While abuse of the drug “on the street” may be a newer phenomenon, gabapentin has been around since 1993 as a treatment of epilepsy in the United States. In the European Union, the drug is approved to treat neuropathic pain as well. Controversially, the drug has been — and continues to be — used to treat a wide variety of unapproved conditions off-label.
The drug is not a narcotic like an opioid, and it has only an indirect effect on the central nervous system, making a direct overdose from the drug alone unlikely. A 62-year-old woman’s suicide, reported in a 2011 case study, claimed to be the first published report of a gabapentin overdose in combination with no other drugs — an outcome that confounded researchers. (There has since been at least one other gabapentin overdose reported in the absence of other drugs). The pharmacological and medical community have long considered the drug safe with few adverse effects.
This lack of concern about its adverse effects, more recent research alleges, may have masked the legitimate risk for the drug’s potential for abuse. While a high from abusing the drug alone is reported to be mild, numerous case studies have indicated that opioid addicts find that gabapentin is able to increase the euphoric effects of an opioid high. Larger scale studies of opioid addicted individuals have confirmed this.

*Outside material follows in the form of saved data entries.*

PR #1415, opened 2023-05-25
CMakeLists.txt work around zlib/CMakeLists.txt bug

wantehchang:
CMakeLists.txt work around zlib/CMakeLists.txt bug

Put an include_directories() call with the source directory of ext/zlib
before add_subdirectory(ext/zlib) to work around a zlib/CMakeLists.txt
bug fixed by https://github.com/madler/zlib/pull/818.
    
The parent project's include directories at the time of an
add_subdirectory() call are used by the child project, so the order of
include_directories() and add_subdirectory() is important.

### DIFF
--- a/CMakeLists.txt
+++ b/CMakeLists.txt
@@ -89,12 +89,19 @@ endif()
 # Any proper unix environment should ignore these entire following blocks.
 option(AVIF_LOCAL_ZLIBPNG "Build zlib and libpng by providing your own copy inside the ext subdir." OFF)
 if(AVIF_LOCAL_ZLIBPNG)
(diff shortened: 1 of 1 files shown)


joedrago (approved):

vigneshvg (approved):

jzern (approved):

wantehchang:
Thanks for the review. I  forced-pushed a new version of the commit, which has the same idea as the version that Joe and Vignesh reviewed. I made the workaround as small as possible. I also explained why the two include_directories() calls are needed by add_subdirectory(ext/libpng).

PR #1416, opened 2023-05-25
appveyor.yml: No need to run git submodule update

wantehchang:
We are no longer using git submodules.


joedrago (approved):
Yes, this is correct, although it is a harmless and near-instant command to use in any repo without submodules.

PR #1417, opened 2023-05-25
avifenc: print speed as default instead of -1

### LINKED ISSUE #149: avifenc prints "Encoding with ... speed -1, ..." if --speed default is specified
If --speed default is passed to avifenc, the 'speed' variable is assigned the value AVIF_SPEED_DEFAULT, which is -1. So the following printf statement will print "speed -1":

    printf("Encoding with AV1 codec '%s' speed [%d], color QP [%d (%s) <-> %d (%s)], alpha QP [%d (%s) <-> %d (%s)], %d worker thread(s), please wait...\n",
           avifCodecName(codecChoice, AVIF_CODEC_FLAG_CAN_ENCODE),
           speed,
           ...

I am not sure if that is intended.

vigneshvg:
When using avifenc with `--speed d` or `--speed default` print the log message as `speed [default]` instead of `speed [-1]` (-1 is the value of `AVIF_SPEED_DEFAULT`.

Fixes #149

### DIFF
--- a/apps/avifenc.c
+++ b/apps/avifenc.c
@@ -819,9 +819,15 @@ static avifBool avifEncodeImagesFixedQuality(const avifSettings * settings,
     snprintf(manualTilingStr, sizeof(manualTilingStr), "tileRowsLog2 [%d], tileColsLog2 [%d]", settings->tileRowsLog2, settings->tileColsLog2);
 
     const char * const codecName = avifCodecName(settings->codecChoice, AVIF_CODEC_FLAG_CAN_ENCODE);
-    printf("Encoding with AV1 codec '%s' speed [%d], color quality [%d (%s)], alpha quality [%d (%s)], %s, %d worker thread(s), please wait...\n",
+    char speed_str[16];
+    if (settings->speed == AVIF_SPEED_DEFAULT) {
+        strcpy(speed_str, "default");
+    } else {
+        snprintf(speed_str, sizeof(speed_str), "%d", settings->speed);
+    }
+    printf("Encoding with AV1 codec '%s' speed [%s], color quality [%d (%s)], alpha quality [%d (%s)], %s, %d worker thread(s), please wait...\n",
            codecName ? codecName : "none",
-           settings->speed,
+           speed_str,
            settings->quality,
            qualityString(settings->quality),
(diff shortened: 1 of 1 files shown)


apps/avifenc.c
```diff
@@ -819,9 +819,15 @@ static avifBool avifEncodeImagesFixedQuality(const avifSettings * settings,
     snprintf(manualTilingStr, sizeof(manualTilingStr), "tileRowsLog2 [%d], tileColsLog2 [%d]", settings->tileRowsLog2, settings->tileColsLog2);
 
     const char * const codecName = avifCodecName(settings->codecChoice, AVIF_CODEC_FLAG_CAN_ENCODE);
-    printf("Encoding with AV1 codec '%s' speed [%d], color quality [%d (%s)], alpha quality [%d (%s)], %s, %d worker thread(s), please wait...\n",
+    char speed_str[8];
+    if (settings->speed == AVIF_SPEED_DEFAULT) {
+        strcpy(speed_str, "default");
+    } else {
+        sprintf(speed_str, "%d", settings->speed);
+    }
```
wantehchang, line 827: IMPORTNT: Both `strcpy` and `speed_str` copy to the speed_str buffer without knowing the buffer size. I believe that settings->speed can only be -1, 0, ..., 10 here, but it is better to eliminate the concern of buffer overflow.

So please add a comment explaining why the code is safe, or replace these two calls with snprintf(), or validate settings->speed (again), or use a larger speed_str buffer that is safe for any value of `int`.

wantehchang: I think we can increase the size of the speed_str buffer to 16 so that it is large enough for any value of the "%d" format, and change the sprintf call to `snprintf(speed_str, sizeof(speed_str), "%d", settings->speed)`. Then it will be clear to human readers and static analyzers, without having to read other code, that the strcpy() and snprintf() call won't overflow the speed_str buffer.

vigneshvg: `settings->speed` is clamped between -1 and 10 when the argument is passed. so the current code is safe.

but like you said 16 probably keeps it safer from static analyzers etc. Updated.

wantehchang (approved):
LGTM. Thanks a lot for fixing this bug.

PR #1738, opened 2023-11-08
Revert the addition of popl

maryla-uc:
Will use libargparse instead https://github.com/kmurray/libargparse which is already used internally at Google.


third_party/popl/LICENSE
y-guyon, line 1: Please remove this file.

y-guyon (approved):

y-guyon (approved):
Thanks!

PR #1739, opened 2023-11-08
Sync third_party/libyuv and propagate errors

y-guyon:
See https://github.com/AOMediaCodec/libavif/issues/820#issuecomment-1773013251.


src/scale.c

Increasing awareness of the link between gabapentin and opiod addicts lead the Ohio Substance Abuse Monitoring Network to issue a February 2017 warning, which partially inspired the original June 2017 reporting by Kaiser Health News, and included this first-person account of its use:
It’s not a narcotic, but what it does, is, it intensifies your methadone [an opioid]… so if you take your methadone and you go buy 10 [gabapentin pills] and you take all 10, it’s sort of like you tripled your dose.
Further confusion over the lethality of gabapentin, based on the comments in the aforementioned viral post, appear to stem from an in-depth analysis of drug overdose deaths in Kentucky in 2016 performed by FiveThirtyEight and published on 17 January 2018. That story (“There Is More Than One Opioid Crisis”) indicated that 32.6 percent of all people who overdosed in Kentucky in 2016 had the presence of gabapentin in their system under autopsy, and that it was the most common drug found in some specific demographics:
According to the findings, gabapentin […] was the drug most frequently detected in women who had died from drug overdoses and among victims over the age of 44.

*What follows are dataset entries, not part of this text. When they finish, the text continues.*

PR #1741, opened 2023-11-09
Format iccjpeg.h/c

maryla-uc:
I'm not sure if the clang-format command line is supposed to be windows compatible, and if it is, if windows supports the double wildcards (if not I can remove them).
If we don't need that much compatibility, then a version with 'find' would be more future proof I think:
`find apps/ examples/ include/ src/ tests/ -regex '.*\.\(c\|cc\|h\)' | xargs clang-format -style=file -i`
Also, should contrib/ be added as well?

### DIFF
--- a/apps/shared/iccjpeg.c
+++ b/apps/shared/iccjpeg.c
@@ -18,8 +18,7 @@
  */
 
 #include "iccjpeg.h"
-#include <stdlib.h>			/* define malloc() */
-
+#include <stdlib.h> /* define malloc() */
 
 /*
  * Since an ICC profile can be larger than the maximum size of a JPEG marker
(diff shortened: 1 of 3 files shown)


apps/shared/iccjpeg.c
y-guyon, line 1: If I remember correctly, iccjpeg.h and iccjpeg.c were imported verbatim (like in [chromium](https://chromium.googlesource.com/chromium/src/third_party/+/3187afcd157cda4bb9111646324bc3473121fa85/iccjpeg/)). They also have their own LICENSE section:

https://github.com/AOMediaCodec/libavif/blob/eafb4d76adc86266b6bb917cd4f6f1b609091e6a/LICENSE#L54-L119

I guess that is why it was not modified until now.  
The license mentions "Permission is hereby granted to use, copy, modify" so I guess it is fine to reformat it. It will just be a little harder to check whether the file changed upstream (if there is still an upstream somewhere anyway).

Are you planning on modifying that file?

y-guyon (approved):
> If we don't need that much compatibility, then a version with 'find' would be more future proof I think

Is `find` supported on windows?

Why not `clang-format -style=file -i **/*.h **/*.c **/*.cc` rather than `find`?

> Also, should contrib/ be added as well?

It has a dedicated LICENSE section:

https://github.com/AOMediaCodec/libavif/blob/eafb4d76adc86266b6bb917cd4f6f1b609091e6a/LICENSE#L123-L146

which mentions modifying the code, so I guess it is fine.

apps/shared/iccjpeg.c
maryla-uc: Ha ok, I didn't notice that, I confused it with iccmaker.
In that case we should probably move it to third_party/?
I'm not planning on modifying it. I was just playing with the clang-format command since I'm adding other files.

With regard to your other questions:

> Is `find` supported on windows?

I don't know (probably not?), I was suggesting this in case we didn't care about windows compatibility

> Why not `clang-format -style=file -i **/*.h **/*.c **/*.cc` rather than `find`?

This might match too much, like third_party/?
Also it seems that for the double asterisk to work proplery, you need the "globstar" option enabled, which is off by default (it's indeed off on my machine), otherwise it works like a single star. So it's better to stick to single * for compatibility it seems;

wantehchang (commented):
Yannis is right. These two files are third-party code. We should preserve their original formatting to make it easier to compare our copy with the upstream.

We can move these two files to the new third_party/ directory.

Crucially, these data do not indicate that gabapentin caused these deaths, just that its presence was found during autopsy toxicology reports. These data, as well, do not indicate that gabapentin was the only drug found in the system of drug overdose victims. To further illustrate that point, THC, the active component of marijuana which is incapable of causing an overdose on its own, was detected in a quarter of cases, according to the same dataset; it is impossible to credibly argue that marijuana caused a quarter of overdose deaths in Kentucky in 2016. The fact that gabapentin was frequently found in combination with opiates in that report, however, lends further credence to the idea that the drug is being used as a way to enhance the effects of other more deadly drugs.

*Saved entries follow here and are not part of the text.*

PR #1743, opened 2023-11-09
Don't require crop width,height be even for 4:2:0

wantehchang:
These requirements were removed in ISO/IEC 23000-22:2019/Amd. 2:2021 from Section 7.3.6.7. This is one reason most of the clap properties seen by Chrome were considered invalid.

Bug: b/308458941

### DIFF
--- a/CHANGELOG.md
+++ b/CHANGELOG.md
@@ -55,6 +55,8 @@ and this project adheres to [Semantic Versioning](https://semver.org/spec/v2.0.0
 * API calls now return AVIF_RESULT_OUT_OF_MEMORY instead of aborting on memory
   allocation failure.
 * avifenc: Change the default value of the --jobs option from 1 to "all".
+* Update avifCropRectConvertCleanApertureBox() to the revised requirements in
+  ISO/IEC 23000-22:2019/Amd. 2:2021 Section 7.3.6.7.
 
 ## [1.0.1] - 2023-08-29
 
--- a/src/avif.c
+++ b/src/avif.c
@@ -653,16 +653,15 @@ static avifBool overflowsInt32(int64_t x)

While the increasing prevalence of gabapentin abuse is an important finding and a vital step in understanding the complexities of the opioid epidemic, it is not a finding that should cause legitimate users alarm. To suggest that a drug which millions of people depend on is deadly and should be avoided at all costs, as the viral Facebook post suggested, is wholly irresponsible. Its potential for abuse was underestimated, but nobody is arguing that it is now more likely to cause death through an overdose on its own. As such, we rank this claim as false.